_Problem description_
Only the lines below, from the one with "This is a port" through the one with "## Wallet changes", are to be written out, exactly.

Stored dataset items:
Issue #80, opened 2024-07-26
Create a release: v0.1.0


jashapiro:
If issues must be resolved before creating a release, mark them as blockers in ZenHub.

**Pre-release checklist:**

- [x] Add the upcoming release version to add to the title of this issue!
- [ ] All blocking issues have been resolved
- [x] All Docker images use a versioned tag (i.e. `:latest` or `:edge` is not used)
- [x] The default data release in [`nextflow.config`](https://github.com/AlexsLemonade/OpenScPCA-nf/blob/main/nextflow.config) is up-to-date. (See [OpenScPCA-analysis announcements](https://github.com/AlexsLemonade/OpenScPCA-analysis/discussions/categories/announcements?discussions_q=category:Announcements) for the latest data release version, or run `./download-data.py --list-releases` from the `OpenScPCA-analysis` repository.)
- [x] The full workflow has been run successfully
  - [x] Trigger with [Run Workflow on AWS Batch](https://github.com/AlexsLemonade/OpenScPCA-nf/actions/workflows/run-batch.yml) GitHub Action using **Workflow run mode** "full" and **Workflow output mode** "staging"
  - [x] Check output data in the staging buckets:
    - [ ] `s3://openscpca-nf-workflow-results-staging`
    - [ ] `s3://openscpca-test-data-release-staging`
    - [x] `s3://openscpca-test-workflow-results-staging`
- [x] Any mentions of the workflow version in the repository have been updated, including
  -  [x] [`nextflow.config`](https://github.com/AlexsLemonade/OpenScPCA-nf/blob/main/nextflow.config) manifest
  -  [x] [`CHANGELOG.md`](https://github.com/AlexsLemonade/OpenScPCA-nf/blob/main/CHANGELOG.md) (see more below)
- [x] Write release notes and add them to [`CHANGELOG.md`](https://github.com/AlexsLemonade/OpenScPCA-nf/blob/main/CHANGELOG.md), which should include the following:
  - Which modules have been added or removed, if any?
  - Have there been any changes to the workflow configuration or launch instructions?
  - What has changed in the workflow documentation, if anything?
- [x] [Create a release on GitHub](https://github.com/AlexsLemonade/OpenScPCA-nf/releases/new) with a new tag of the version number in vX.Y.Z format
  - [x] Populate the description with the release notes added to the changelog. Note that you may find it helpful to use GitHub's automated release notes generation when updating the changelog.

jashapiro:
[...]

PR #81, opened 2024-07-26
add version numbers for v0.1.0

jashapiro:
That's it! Since the release notes were already largely written in the last PR, I think the only thing left to do was to add a version number. 

If there is anything else you think we need before #80 and the release, let me know!


sjspielman (approved):
🚀 

> If there is anything else you think we need before https://github.com/AlexsLemonade/OpenScPCA-nf/issues/80 and the release, let me know!

I have an urge to check off these boxes `The full workflow has been run successfully` as a treat, but I'll let you handle your own issue there :)

PR #82, opened 2024-07-26
Increase default memory for run_scdblfinder

jashapiro:
We were getting a lot of failures for out of memory errors for `run_scdblfinder`, so let's bump up the default memory to 8 GB.


sjspielman (approved):
👍

PR #86, opened 2024-07-29
mask tokens in logs

jashapiro:
Since nextflow leaks tower tokens (see https://github.com/nextflow-io/nextflow/issues/5183) to the log when making wave requests (and possibly elsewhere?) I am here adding `sed` steps to mask all of those. It only masks the current token value, because I didn't yet figure out what the full pattern for the Seqera tokens is. 

I also moved the workspace ID to 1Password, just to have both in the same place. AWS secrets have been updated to include that secret path as well.


jaclyn-taroni (approved):
👍🏻

jashapiro:
On a positive note, the Nextflow developers are quite responsive, and the root cause should be fixed in the next release: https://github.com/nextflow-io/nextflow/issues/5183#issuecomment-2257707167

PR #100, opened 2024-11-12
Update anndata formatting

### LINKED ISSUE #99: Update simulations to match scpca-nf v0.8.5
The simulated data here has drifted a bit from the scpca-nf output for h5ad files, so updates are needed here.

Originally I thought this only affected the names of the reduced dimension variables, but there are a few more changes that were made, so more substantial updates are needed. 

The main approach will be to adapt and use [reformat_anndata.py](https://github.com/AlexsLemonade/scpca-nf/blob/main/bin/reformat_anndata.py) in the simulate-sce workflow and update other components as needed.

jashapiro:
Closes #99

Here I am adding in a modified version of the anndata reformatting script from scpca-nf to bring the formatting of the simulated data up to date with the published data.

The main code of the script is the same, but wrapped into a function so that I can apply it to all files in a directory.

I also updated the initial export script so it includes the PCA metadata output that goes into the h5ad files. 

I have tested this with local data, and things seemed to go well, but a full test still needs to be done. (Starting it after filing this PR)


jashapiro:
Can confirm that the workflow completed without errors: output from the simulation step (SCE & AnnData) can be found at s3://openscpca-test-data-release-staging/test/

modules/simulate-sce/resources/usr/bin/reformat_anndata.py
```diff
@@ -0,0 +1,79 @@
...
+        "--dir",
+        help="directory containing H5AD files and PCA metadaa",
+        required=True,
+    )
+
+    args = parser.parse_args()
+
+    # find all processed rna h5ad files in the directory, recursively
+    anndata_files = list(pathlib.Path(args.dir).rglob("*_processed_rna.h5ad"))
+    pca_files = [str(f).replace("_rna.h5ad", "_pca.tsv") for f in anndata_files]
```
allyhawkins, line 76: Do we have cases with the simulated data where the PCA can't be computed for any reason (too few cells?) and would that break this if there wasn't a 1:1 of processed H5 and PC matrix files? If that's a possibility, I think it's worth making sure we are matching the files by sample ID rather than just pairing the items together based on file order.

modules/simulate-sce/resources/usr/bin/reformat_anndata.py
```diff
@@ -0,0 +1,79 @@
...
+"""
+
+import argparse
+import pathlib
+
+import anndata
+import pandas as pd
+
+
+def reformat_anndata(anndata_file, pca_metafile):
```
allyhawkins, line 20: If we do think we could have a missing PCA file, we should modify this function to accommodate that.

allyhawkins (commented):
This looks mostly good, I just had one thought about ensuring this script would work for cases where we don't have a PCA matrix. I don't know how relevant that is with the simulated data though.

modules/simulate-sce/resources/usr/bin/reformat_anndata.py
jashapiro: The function handles this at line 39: It checks whether the PCA file exists and skips the related sections in that case.

modules/simulate-sce/resources/usr/bin/reformat_anndata.py
jashapiro: Yes, here we are just making the expected PCA file path; if the files doesn't exist, we will skip the PCA processing.

allyhawkins (approved):
Thanks for answering my earlier questions, LGTM!

PR #102, opened 2024-11-14
Update metadata to include project-specific fields

### LINKED ISSUE #101: metadata fields dropped during permutation
Arising from https://github.com/AlexsLemonade/OpenScPCA-admin/issues/291

The `permute-metadata.R` script in the `simulate-sce` module specifies a set of metadata fields that need to be handled, but the `single_cell_metadata.tsv` file that is uses as input can include more columns from the submitter's sample info, and these should be retained. 

This fix should really be done first in `OpenScPCA-analysis` and then ported to here. I will link that issue here once I file it.

jashapiro:
Here I am porting over the changes from https://github.com/AlexsLemonade/OpenScPCA-analysis/pull/879 that update the simulated metadata files to include project-specific fields. I also updated the readme to reflect the new script source commit and the CHANGELOG to mention these changes.

closes #101

### DIFF
--- a/CHANGELOG.md
+++ b/CHANGELOG.md
@@ -14,6 +14,7 @@ You may want to add temporary notes here for tracking as features are added, bef
 - Update simulations to match current (v0.8.5) `scpca-nf` output
   - Change reduced dimension names in AnnData output (to `X_pca` and `X_umap`) and updated formatting to match scpca-nf v0.8.5
   - Use new age columns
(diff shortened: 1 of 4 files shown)


jashapiro:
Running with fix at https://cloud.seqera.io/orgs/CCDL/workspaces/OpenScPCA/watch/5tGQr3j4EjODHs

jashapiro:
@sjspielman This should be ready for review now.

PR #115, opened 2025-01-17
Update output prefix for seurat conversion

jashapiro:
I realized when writing up release notes that the seurat conversion workflow output directory does not match the associated module name, so I am fixing that here. 

I will follow up by moving the files on S3 directly, to avoid having to rerun the whole workflow.


allyhawkins (approved):
LGTM

PR #885, opened 2024-01-16
wallet: set icannlockup to true for wallets.

nodech:
After the ICANNLOCKUP has been locked in, walletdb can safely enable this feature and make sure it does not accidentally try to OPEN locked up names.

Wallets using `v6` of the `hsd`, can now also enable `icannlockup` for the wallet.


rithvikvibhu (approved):
Bob 2.1.0 has this set to true and it's working as expected.

PR #888, opened 2024-03-04
Wallet TX Count and time indexing

nodech:
This is a port of the https://github.com/bcoin-org/bcoin/pull/605. It includes fixes mentioned in the PR.

  > This resolves CPU and memory exhaustion issues when requesting transaction history for a wallet with many transactions. Transactions are now also able to be queried by time based on median-time-past (MTP) based on chain data.

Backport:
  - https://github.com/bcoin-org/bcoin/pull/605

Issues:
  - bcoin: https://github.com/bcoin-org/bcoin/issues/559
  - hsd reference issue: #867

Related:
 - Closes #659 - zap will now use time and count indexing for unconfirmed txs.
 - Closes #867

Tasks:
 - [x] WDB Migration from v3 to v4.

### Minor changes
  - Adds `get median time` to the node http and hs-client node.
  - Adds `get entries` to the node http and hs-client node.

## Wallet changes
  - Add `getMedianTime` - to get median time past for the height, where height is already stored in the db.
  - Add `getMedianTimeTip` - to get median time past for the yet to be committed block.
  - Add block time by height cache.
  - Wallet now has additional methods for quering history:
    - `listUnconfirmed(acc, { limit, reverse })` - Get first or last `limit` unconfirmed transactions.
    - `listUnconfirmedAfter(acc, { hash, limit, reverse })` - Get first or last `limit` unconfirmed transactions after/before tx with hash: `hash`.
    - `listUnconfirmedFrom(acc, { hash, limit, reverse })` - Get first or last `limit` unconfirmed transactions after/before tx with hash `hash`, inclusive.
    - `listUnconfirmedByTime(acc, { time, limit, reverse })` - Get first or last `limit` unconfirmed transactions after/before `time`, inclusive.
    - `listHistory(acc, { limit, reverse })` - Get first or last `limit` unconfirmed/confirmed transactions.
    - `listHistoryAfter(acc, { hash, limit, reverse })` - Get first or last `limit` unconfirmed/confirmed transactions after/before tx with hash `hash`.
    - `listHistoryFrom(acc, { hash, limit, reverse })` - Get first or last `limit` confirmed/unconfirmed transactions after/before tx with hash `hash`, inclusive.
    - `listUnconfirmedByTime(acc, { time, limit, reverse })` - Get first or last `limit` confirmed/unconfirmed transactions after/before `time`, inclusive.
    - NOTE: Default is ascending order, from the oldest.

 Median time past is used by TX Pagination for time indexes. See details below.

### Wallet HTTP
[...]

PR #889, opened 2024-03-18
WalletDB Migration to v3

nodech:
Migration to WalletDB v3 is different from previous migrations. It does not try to reindex the old data into new layout, instead it drops most of it - allowing us to do heavier modifications. This migration removes all txdb mappings (except for blinds) and cleans up block entries received from the chain. This should trigger rescan from the genesis block.

  Migration is separated from the actual txdb/walletdb changes in order to allow multiple PRs to modify the database and w/o it getting in the way. Migration needs to get merged last, before release of v7. This allows us to invalidate all commits between wdb v3 modifications and the migration. After migration there should no longer be any wdb modifications for wdb v3.

  This PR currently tracks modifications:
   - #888

### DIFF
--- a/lib/wallet/migrations.js
+++ b/lib/wallet/migrations.js
@@ -74,7 +74,7 @@ class MigrateMigrations extends AbstractMigration {
 
 /**
  * Run change address migration.
- * Applies to WalletDB v0
+ * Applies to WalletDB v1
  */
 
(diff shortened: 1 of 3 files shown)


nodech:
Closing this. Proper migration is implemented in #888.

PR #890, opened 2024-04-21
Fix typo in Docker example

sethforprivacy:
This typo breaks the Docker command, as `hsd` is expecting an `=`.

### DIFF
--- a/docs/install.md
+++ b/docs/install.md
@@ -113,7 +113,7 @@ $ docker run --name hsd \
     --publish 12037:12037 \
     --volume $HOME/.hsd:/root/.hsd \
     hsd:$VERSION-$COMMIT \
-    --http-host 0.0.0.0 \
+    --http-host=0.0.0.0 \
     --api-key=foo
 ```
 


Falci:
I have a server running it with `--http-host '::'` and it works fine.

sethforprivacy:
Running the image [here](https://github.com/handshake-org/hsd/pkgs/container/hsd/145861724?tag=latest), `hsd` crashed on startup claiming that the http-host arg didn't exist due to the space instead of =.

As soon as I made it match [every other config value is supposed to be passed](https://hsd-dev.org/guides/config.html) in it started right up without issues.

Falci:
Tested again with the following code:
``` 
docker run --name hsd \
    --publish 12037:12037 \
    --volume /tmp/hsd:/root/.hsd \
    ghcr.io/handshake-org/hsd:latest \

_Exercise answer_
This is a port of the https://github.com/bcoin-org/bcoin/pull/605. It includes fixes mentioned in the PR.

  > This resolves CPU and memory exhaustion issues when requesting transaction history for a wallet with many transactions. Transactions are now also able to be queried by time based on median-time-past (MTP) based on chain data.

Backport:
  - https://github.com/bcoin-org/bcoin/pull/605

Issues:
  - bcoin: https://github.com/bcoin-org/bcoin/issues/559
  - hsd reference issue: #867

Related:
 - Closes #659 - zap will now use time and count indexing for unconfirmed txs.
 - Closes #867

Tasks:
 - [x] WDB Migration from v3 to v4.

### Minor changes
  - Adds `get median time` to the node http and hs-client node.
  - Adds `get entries` to the node http and hs-client node.

## Wallet changes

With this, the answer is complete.